Task prompt: Only the lines of the data below from the one with "### Proposed solution" through the one with "### Additional information" are wanted. Repeat them exactly.

Entries shown:
Issue #573, opened 2024-05-17
Add ability to attach protocols to generated models


armintelker:
### Motivation

We need all of our models generated by `swift-openapi-generator` to comply with protocols like `Equatable`or `Identifiable` to work with our overlaying architecture. Manually extending each generated model to conform to these protocols is insufficient and cumbersome, especially as the number of models increases.

### Proposed solution

Add a feature to the `swift-openapi-generator` that allows specifying which protocols the generated models should conform to.  This could be implemented as a configuration option in the generator, enabling automated protocol conformance during the model generation process.

### Alternatives considered

The current workaround is manually extending each generated model, like so:
```swift
extension ModelA: Equatable {}
extension ModelB: Equatable {}
extension ModelC: Equatable {}
extension ModelD: Equatable, Identifyable {
    var id: Int 
    //...
}
```
However, this approach is not scalable and becomes unwieldy as the number of models grows.

### Additional information

If there is already an existing feature to achieve this, i apologize for the oversight and kindly request guidance to the relevant documentation. I could not find any reference to such a feature in the current documentation.

References:

[Identifiable Documentation](https://developer.apple.com/documentation/swift/identifiable)
[Equatable Documentation](https://developer.apple.com/documentation/swift/equatable)
Thank you for considering this request.

armintelker:
Hey, thanks for the quick response. 
I have overseen that the DTO is already conforming to Hashable. This makes, of course, everything a lot easier. So my request gets kind of needless.
Indeed the `Identifiable` protocol suggestion would be more like a "nice to have". 
I could imagine that the generator could add the `Identifiable` to the model as soon it sees a property `id` exists that also conforms to the [constraint](https://developer.apple.com/documentation/swift/identifiable/id-swift.associatedtype) of the protocol.

simonjbeaumont:
This is similar to #383, where could conceivably attach arbitrary conformances or macros that are stated in the config file and it be up to the adopter to ensure these are available in their project. 

It wouldn't be too different from the ability we have know to express `additionalImports`.

czechboy0:
That's true, @simonjbeaumont, and the macro itself would contain the logic for how to e.g. implement `Identifiable`, instead of the generator having to know how to do it. I like that.

shadone:
+1 to this. In my use case it would also be useful to have ability to add Identifiable conformance to some types. There is literally no other way to do this - I have a library that uses swift-openapi-generator to generate the type and expose them publicly.

[...]

Issue #383, opened 2023-11-17
Can I add some parameters to specify that the generated Schema and API support swift macros?


HonQii:
It would be nice to be able to add macros to the generated Schema and API requests in order to extend the functionality, e.g. all of my request return structures have an optional error field, so if I could add a macro that would allow me to extend the support for a protocol for them, I could easily handle the error uniformly

simonjbeaumont:
@HonQii could you elaborate a little on what you'd like to see? You can currently write extensions on the types generated and conform them to protocols that you define. Are you asking for the protocol conformance to be automatically added for you by the generator, potentially by specifying a macro you'd like to run in the generator config?

Maybe you could provide a quick snippet of how you'd like the generated code to be different.

czechboy0:
Maybe @HonQii means that they could configure some macro name to be automatically attached to all generated types, similar to how we allow adding additional imports? But the user would still need to provide the macro implementation.

(Which is an interesting idea that would indeed provide quite a lot of flexibility for sufficiently motivated adopters.)

HonQii:
> Maybe @HonQii means that they could configure some macro name to be automatically attached to all generated types, similar to how we allow adding additional imports? But the user would still need to provide the macro implementation.🔄  ❓
> 
> (Which is an interesting idea that would indeed provide quite a lot of flexibility for sufficiently motivated adopters.)🔄  ❓

Right, what I mean is that I can configure macros to the generated Schema as well as the Client so that I can do some wrapping. An example:

```swift
// Each of my request response structures will have an error field with a message and code if there is an error
struct BaseResponse {
      var error: Error? // empty if there is no error.
}
```

Normally I would need to define a protocol for all structures to follow, and then I could handle these errors consistently. But in the case of autogeneration, I think it's more appropriate to use a macro for this purpose

Similarly, I need a layer of encapsulation for each request in the client to handle exceptions, which can also be accomplished using a macro

simonjbeaumont:
> ```swift
> // Each of my request response structures will have an error field with a message and code if there is an error
> struct BaseResponse {
>       var error: Error? // empty if there is no error.
> }
> ```

OOI, are you the author of this document? Because, if so, for this example, you could have the generated code make use of shared types by writing this in the OpenAPI document itself. For example, you can make use of of a common type in `#/components/schemas`, or you could define a shared response in `#/components/responses`, or you could try and combine these with an `allOf`[^1].

[...]

PR #635, opened 2024-09-30
Additional api protocol conformances

peterringset:
### Motivation

The generated code from this tool offers a very good starting point for integrating an API into a larger project. One challenge that I've run into when using this tool is testability and mocking. While it is possible to write mocks by hand I have found it very useful to use code generation tools (e.g. Sourcery) to do most of the heavy lifting. To enable behavior like this it is often necessary to annotate the client/server source in some way. This change offers a way to let the `APIProtocol` declaration have a conformance to one or more user-defined protocols to achieve this.

### Modifications

- Added an option to the generate command to list protocols that the user wishes the API to conform to
- Added entry to the config-file to list protocols that the user wishes the API to conform to
- Added protocol conformance of user-defined protocols to the `APIProtocol`
- Added test to verify correct behavior

### Result

The generate command and config file will get an extra option (`additionalAPIProtocols`) for the user to list additional protocols they wish that the `APIProtocol` type conforms to.

### Test Plan

- Added a reference test that generates an empty API with conformance to an additional example protocol
- Modified existing config file test to include this change

### DIFF
--- a/Sources/_OpenAPIGeneratorCore/Config.swift
+++ b/Sources/_OpenAPIGeneratorCore/Config.swift
@@ -32,6 +32,9 @@ public struct Config: Sendable {
     /// Additional imports to add to each generated file.
     public var additionalImports: [String]
 
+    /// Additional protocol conformances to add to the APIProtocol type
+    public var additionalAPIProtocols: [String]
+
     /// Filter to apply to the OpenAPI document before generation.
     public var filter: DocumentFilter?
 
@@ -49,12 +52,14 @@ public struct Config: Sendable {
         mode: GeneratorMode,
         access: AccessModifier,
         additionalImports: [String] = [],
+        additionalAPIProtocols: [String] = [],
         filter: DocumentFilter? = nil,
         featureFlags: FeatureFlags = []
     ) {
         self.mode = mode
         self.access = access
         self.additionalImports = additionalImports
+        self.additionalAPIProtocols = additionalAPIProtocols
         self.filter = filter
         self.featureFlags = featureFlags
     }
--- a/Sources/_OpenAPIGeneratorCore/Translator/TypesTranslator/translateAPIProtocol.swift
+++ b/Sources/_OpenAPIGeneratorCore/Translator/TypesTranslator/translateAPIProtocol.swift
@@ -28,7 +28,7 @@ extension TypesFileTranslator {
         let protocolDescription = ProtocolDescription(
             accessModifier: config.access,
             name: Constants.APIProtocol.typeName,
-            conformances: Constants.APIProtocol.conformances,
+            conformances: Constants.APIProtocol.conformances + config.additionalAPIProtocols,
             members: functionDecls
         )
         let protocolComment: Comment = .doc("A type that performs HTTP operations defined by the OpenAPI document.")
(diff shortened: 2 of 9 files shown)


simonjbeaumont:
@peterringset thanks for putting up this patch and your interest in the project!

We've heard of folks wanting this before (e.g. https://github.com/apple/swift-openapi-generator/issues/573, https://github.com/apple/swift-openapi-generator/issues/383).

While I'm not against it, I'd like to understand the motivation more. Unlike the issue that asked to attach user-defined macros, IIUC this PR would allow users only to _declare_ a protocol conformance on the generated `protocol APIProtocol`. Some questions:

What's the developer experience when the protocol doesn't exist? Presumably the generated code just fails to compile but we need to make sure this surfaces well, because that conformance is now in a derived source file.

What's next for the adopter? Are we relying on them having to go and provide the protocol witnesses to actually _conform_ to the protocol? If this is the case then does this bring much value? It seems like it will just separate the conformance from the conformance declaration in user code, which might actually be more confusing?

Potentially this is mainly focused on protocols that rely only on default implementations so _declaring_ conformance is enough?

peterringset:
Hi! Thanks for the quick feedback. I'll write my replies one by one below:

> What's the developer experience when the protocol doesn't exist? Presumably the generated code just fails to compile but we need to make sure this surfaces well, because that conformance is now in a derived source file.

Yes, that's true. My initial thought would be that this is something that the developer opts in to, and it's hopefully not something that they would unintentionally add to their code generation. With that in mind I hope that all developers adopting this will understand how to use this option and declare the necessary protocol(s) in a different file that's available in the generated code's scope. I don't know if there's anything more that could/should be done? Maybe adding some comments to document what's happening?

> What's next for the adopter? Are we relying on them having to go and provide the protocol witnesses to actually _conform_ to the protocol? If this is the case then does this bring much value? It seems like it will just separate the conformance from the conformance declaration in user code, which might actually be more confusing?

This usage would in most cases mean that the protocol(s) to be added already exists somehow in the package that we're generating code in. In my particular case it's necessary for `APIProtocol` to inherit from the custom protocols (`AutoMockable` in my case with Sourcery) for the mocks generation to work properly. I.e. `protocol APIProtocol: Sendable, AutoMockable { ...` works, but `extension APIProtocol: AutoMockable { ...` does not work, since protocols cannot declare inheritance to other protocols like that. This allows me to generate a mock for `APIProtocol`, and not for `Client`.

Another use case could be that the custom protocol requirements exactly match the `APIProtocol`s signatures, such that `APIProtocol` is already implementing the protocol by just declaring conformance. Although, this could also be solved other ways.

> Potentially this is mainly focused on protocols that rely only on default implementations so _declaring_ conformance is enough?

Yep, I think that is the most common use-case for a feature like this. The Sourcery use-case for instance has an empty protocol `AutoMockable` that works kind of like an annotation, and allows Sourcery to perform the mock generation for protocols that inherit from `AutoMockable`.

czechboy0:
Hi @peterringset,

yeah this is an interesting situation. I'm also not necessarily against landing this PR, but I'd like to explore how much this really helps compared to:

```
public typealias AutoMockableAPIProtocol = APIProtocol & AutoMockable
```

and then using `AutoMockableAPIProtocol` in your codebase, which has the advantage of not mixing the generated code from the two separate tools? Or would Sourcery not generate the code if the conformance is declared in the typealias?

peterringset:
@czechboy0 No, unfortunately Sourcery doesn't pick up the `AutoMockableAPIProtocol` typealias as an eligible type for mocks. AFAIK it only cares about protocols directly inheriting `AutoMockable`, so composition will also not work in this particular case.

czechboy0:
I see. From briefly skimming its sources, I wonder if support for inspecting typealiases could be added, something around https://github.com/krzysztofzablocki/Sourcery/blob/8acc3bf2ba1828e5f1126c1acc23a9e79561652d/Templates/Templates/AutoMockable.stencil#L335C10-L335C55 ?

czechboy0 (changes requested):
Marking as blocked for now, we suggested a possible workaround above. If that doesn't work, we can discuss continuing to move this PR forward, however.

PR #638, opened 2024-10-01
[Refactor] Introduce TranslatorContext (1/2)

czechboy0:
### Motivation

To make upcoming PRs less noisy, we need a way to propagate configuration all the way deep to types like TypeAssigner/TypeMatcher, which historically didn't have that need.

### Modifications

Introduced a new wrapper type called TranslatorContext, which wraps the existing closure that converts arbitrary strings into safe Swift names (which might in the future also need to be further customized).

The idea is that this new struct is what we'd attach more config to shortly.

There'll be a few more smaller PRs like this, I'm breaking them up for easier review.

### Result

Generalized the way to propagate config into low level translator utilities.

### Test Plan

All tests still pass.

### DIFF
--- a/Sources/_OpenAPIGeneratorCore/Translator/ClientTranslator/ClientTranslator.swift
+++ b/Sources/_OpenAPIGeneratorCore/Translator/ClientTranslator/ClientTranslator.swift
@@ -37,8 +37,7 @@ struct ClientFileTranslator: FileTranslator {
         let imports =
             Constants.File.clientServerImports + config.additionalImports.map { ImportDescription(moduleName: $0) }
 
-        let clientMethodDecls =
-            try OperationDescription.all(from: doc.paths, in: components, asSwiftSafeName: swiftSafeName)
+        let clientMethodDecls = try OperationDescription.all(from: doc.paths, in: components, context: context)
             .map(translateClientMethod(_:))
 
         let clientStructPropertyDecl: Declaration = .commentable(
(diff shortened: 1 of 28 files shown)


simonjbeaumont (approved):
Nice patch. I don't love threading context around but can see the value. Don't love the name of the closure as I thought we prefer to avoid _as_ methods in API design, but since it's not public API I'm not gonna bikeshed it 👍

Response:
### Proposed solution

Add a feature to the `swift-openapi-generator` that allows specifying which protocols the generated models should conform to.  This could be implemented as a configuration option in the generator, enabling automated protocol conformance during the model generation process.

### Alternatives considered

The current workaround is manually extending each generated model, like so:
```swift
extension ModelA: Equatable {}
extension ModelB: Equatable {}
extension ModelC: Equatable {}
extension ModelD: Equatable, Identifyable {
    var id: Int 
    //...
}
```
However, this approach is not scalable and becomes unwieldy as the number of models grows.

### Additional information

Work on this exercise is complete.